§ **Exercise directions**
Could you return the data below exactly as it appears?

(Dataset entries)
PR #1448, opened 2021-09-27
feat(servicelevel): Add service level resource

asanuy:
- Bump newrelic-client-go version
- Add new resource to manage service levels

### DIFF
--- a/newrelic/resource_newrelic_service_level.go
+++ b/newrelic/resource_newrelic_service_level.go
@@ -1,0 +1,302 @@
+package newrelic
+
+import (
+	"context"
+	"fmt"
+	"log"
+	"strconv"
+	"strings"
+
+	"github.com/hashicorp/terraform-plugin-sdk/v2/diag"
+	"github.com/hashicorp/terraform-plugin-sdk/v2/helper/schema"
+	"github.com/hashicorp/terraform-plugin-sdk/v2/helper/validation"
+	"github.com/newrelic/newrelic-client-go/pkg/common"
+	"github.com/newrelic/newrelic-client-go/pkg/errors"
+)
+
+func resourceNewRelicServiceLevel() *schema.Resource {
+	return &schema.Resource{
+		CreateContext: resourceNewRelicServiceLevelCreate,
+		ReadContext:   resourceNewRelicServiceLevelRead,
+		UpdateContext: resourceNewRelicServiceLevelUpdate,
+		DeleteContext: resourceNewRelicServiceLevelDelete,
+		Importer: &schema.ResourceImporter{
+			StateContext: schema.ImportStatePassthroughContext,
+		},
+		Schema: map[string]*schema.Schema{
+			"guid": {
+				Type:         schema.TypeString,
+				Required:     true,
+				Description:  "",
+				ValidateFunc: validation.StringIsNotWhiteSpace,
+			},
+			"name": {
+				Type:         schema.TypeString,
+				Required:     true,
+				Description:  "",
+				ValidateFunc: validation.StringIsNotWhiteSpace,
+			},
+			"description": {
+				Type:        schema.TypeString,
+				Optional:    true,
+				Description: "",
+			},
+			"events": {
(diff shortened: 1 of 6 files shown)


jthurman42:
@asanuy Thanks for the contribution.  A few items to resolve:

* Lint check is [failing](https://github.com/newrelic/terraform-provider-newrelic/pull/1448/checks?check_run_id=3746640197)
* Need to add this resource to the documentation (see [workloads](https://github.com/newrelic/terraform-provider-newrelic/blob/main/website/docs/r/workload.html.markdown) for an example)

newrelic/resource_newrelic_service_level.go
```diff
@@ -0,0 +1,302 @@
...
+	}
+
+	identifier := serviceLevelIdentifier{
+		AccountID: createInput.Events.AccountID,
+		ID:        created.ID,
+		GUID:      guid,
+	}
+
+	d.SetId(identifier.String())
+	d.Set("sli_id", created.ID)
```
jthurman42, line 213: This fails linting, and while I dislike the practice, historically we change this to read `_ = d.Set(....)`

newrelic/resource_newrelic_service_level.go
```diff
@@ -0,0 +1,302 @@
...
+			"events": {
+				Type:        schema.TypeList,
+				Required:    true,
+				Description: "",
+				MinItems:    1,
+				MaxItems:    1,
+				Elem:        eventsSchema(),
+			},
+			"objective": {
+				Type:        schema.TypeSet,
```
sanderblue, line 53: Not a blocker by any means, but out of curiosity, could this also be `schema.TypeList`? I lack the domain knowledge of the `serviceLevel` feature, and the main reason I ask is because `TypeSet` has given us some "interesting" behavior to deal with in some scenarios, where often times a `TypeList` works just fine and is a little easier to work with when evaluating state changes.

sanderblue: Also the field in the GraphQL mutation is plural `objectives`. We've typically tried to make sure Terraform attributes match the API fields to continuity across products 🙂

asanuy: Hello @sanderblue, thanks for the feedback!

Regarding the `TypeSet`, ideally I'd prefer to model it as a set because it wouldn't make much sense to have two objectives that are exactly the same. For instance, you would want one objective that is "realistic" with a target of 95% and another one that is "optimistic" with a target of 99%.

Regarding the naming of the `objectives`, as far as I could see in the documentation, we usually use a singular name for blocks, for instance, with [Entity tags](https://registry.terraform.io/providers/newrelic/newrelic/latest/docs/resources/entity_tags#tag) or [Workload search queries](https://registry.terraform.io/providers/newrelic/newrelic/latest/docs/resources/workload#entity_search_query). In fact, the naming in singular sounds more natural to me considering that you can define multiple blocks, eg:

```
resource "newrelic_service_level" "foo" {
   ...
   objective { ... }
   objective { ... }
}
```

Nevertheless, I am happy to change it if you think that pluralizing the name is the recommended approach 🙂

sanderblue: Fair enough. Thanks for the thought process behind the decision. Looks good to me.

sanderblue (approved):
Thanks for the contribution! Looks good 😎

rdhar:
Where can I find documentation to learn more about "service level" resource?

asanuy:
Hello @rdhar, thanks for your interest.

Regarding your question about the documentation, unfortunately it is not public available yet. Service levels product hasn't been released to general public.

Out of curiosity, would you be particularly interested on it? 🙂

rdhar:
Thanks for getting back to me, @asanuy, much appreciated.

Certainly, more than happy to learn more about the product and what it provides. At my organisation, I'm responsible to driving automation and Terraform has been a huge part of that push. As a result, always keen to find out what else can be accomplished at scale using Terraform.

§ **Reply to the exercise**
PR #1448, opened 2021-09-27
feat(servicelevel): Add service level resource

asanuy:
- Bump newrelic-client-go version
- Add new resource to manage service levels

### DIFF
--- a/newrelic/resource_newrelic_service_level.go
+++ b/newrelic/resource_newrelic_service_level.go
@@ -1,0 +1,302 @@
+package newrelic
+
+import (
+	"context"
+	"fmt"
+	"log"
+	"strconv"
+	"strings"
+
+	"github.com/hashicorp/terraform-plugin-sdk/v2/diag"
+	"github.com/hashicorp/terraform-plugin-sdk/v2/helper/schema"
+	"github.com/hashicorp/terraform-plugin-sdk/v2/helper/validation"
+	"github.com/newrelic/newrelic-client-go/pkg/common"
+	"github.com/newrelic/newrelic-client-go/pkg/errors"
+)
+
+func resourceNewRelicServiceLevel() *schema.Resource {
+	return &schema.Resource{
+		CreateContext: resourceNewRelicServiceLevelCreate,
+		ReadContext:   resourceNewRelicServiceLevelRead,
+		UpdateContext: resourceNewRelicServiceLevelUpdate,
+		DeleteContext: resourceNewRelicServiceLevelDelete,
+		Importer: &schema.ResourceImporter{
+			StateContext: schema.ImportStatePassthroughContext,
+		},
+		Schema: map[string]*schema.Schema{
+			"guid": {
+				Type:         schema.TypeString,
+				Required:     true,
+				Description:  "",
+				ValidateFunc: validation.StringIsNotWhiteSpace,
+			},
+			"name": {
+				Type:         schema.TypeString,
+				Required:     true,
+				Description:  "",
+				ValidateFunc: validation.StringIsNotWhiteSpace,
+			},
+			"description": {
+				Type:        schema.TypeString,
+				Optional:    true,
+				Description: "",
+			},
+			"events": {
(diff shortened: 1 of 6 files shown)


jthurman42:
@asanuy Thanks for the contribution.  A few items to resolve:

* Lint check is [failing](https://github.com/newrelic/terraform-provider-newrelic/pull/1448/checks?check_run_id=3746640197)
* Need to add this resource to the documentation (see [workloads](https://github.com/newrelic/terraform-provider-newrelic/blob/main/website/docs/r/workload.html.markdown) for an example)

newrelic/resource_newrelic_service_level.go
```diff
@@ -0,0 +1,302 @@
...
+	}
+
+	identifier := serviceLevelIdentifier{
+		AccountID: createInput.Events.AccountID,
+		ID:        created.ID,
+		GUID:      guid,
+	}
+
+	d.SetId(identifier.String())
+	d.Set("sli_id", created.ID)
```
jthurman42, line 213: This fails linting, and while I dislike the practice, historically we change this to read `_ = d.Set(....)`

newrelic/resource_newrelic_service_level.go
```diff
@@ -0,0 +1,302 @@
...
+			"events": {
+				Type:        schema.TypeList,
+				Required:    true,
+				Description: "",
+				MinItems:    1,
+				MaxItems:    1,
+				Elem:        eventsSchema(),
+			},
+			"objective": {
+				Type:        schema.TypeSet,
```
sanderblue, line 53: Not a blocker by any means, but out of curiosity, could this also be `schema.TypeList`? I lack the domain knowledge of the `serviceLevel` feature, and the main reason I ask is because `TypeSet` has given us some "interesting" behavior to deal with in some scenarios, where often times a `TypeList` works just fine and is a little easier to work with when evaluating state changes.

sanderblue: Also the field in the GraphQL mutation is plural `objectives`. We've typically tried to make sure Terraform attributes match the API fields to continuity across products 🙂

asanuy: Hello @sanderblue, thanks for the feedback!

Regarding the `TypeSet`, ideally I'd prefer to model it as a set because it wouldn't make much sense to have two objectives that are exactly the same. For instance, you would want one objective that is "realistic" with a target of 95% and another one that is "optimistic" with a target of 99%.

Regarding the naming of the `objectives`, as far as I could see in the documentation, we usually use a singular name for blocks, for instance, with [Entity tags](https://registry.terraform.io/providers/newrelic/newrelic/latest/docs/resources/entity_tags#tag) or [Workload search queries](https://registry.terraform.io/providers/newrelic/newrelic/latest/docs/resources/workload#entity_search_query). In fact, the naming in singular sounds more natural to me considering that you can define multiple blocks, eg:

```
resource "newrelic_service_level" "foo" {
   ...
   objective { ... }
   objective { ... }
}
```

Nevertheless, I am happy to change it if you think that pluralizing the name is the recommended approach 🙂

sanderblue: Fair enough. Thanks for the thought process behind the decision. Looks good to me.

sanderblue (approved):
Thanks for the contribution! Looks good 😎

rdhar:
Where can I find documentation to learn more about "service level" resource?

asanuy:
Hello @rdhar, thanks for your interest.

Regarding your question about the documentation, unfortunately it is not public available yet. Service levels product hasn't been released to general public.

Out of curiosity, would you be particularly interested on it? 🙂

rdhar:
Thanks for getting back to me, @asanuy, much appreciated.

Certainly, more than happy to learn more about the product and what it provides. At my organisation, I'm responsible to driving automation and Terraform has been a huge part of that push. As a result, always keen to find out what else can be accomplished at scale using Terraform.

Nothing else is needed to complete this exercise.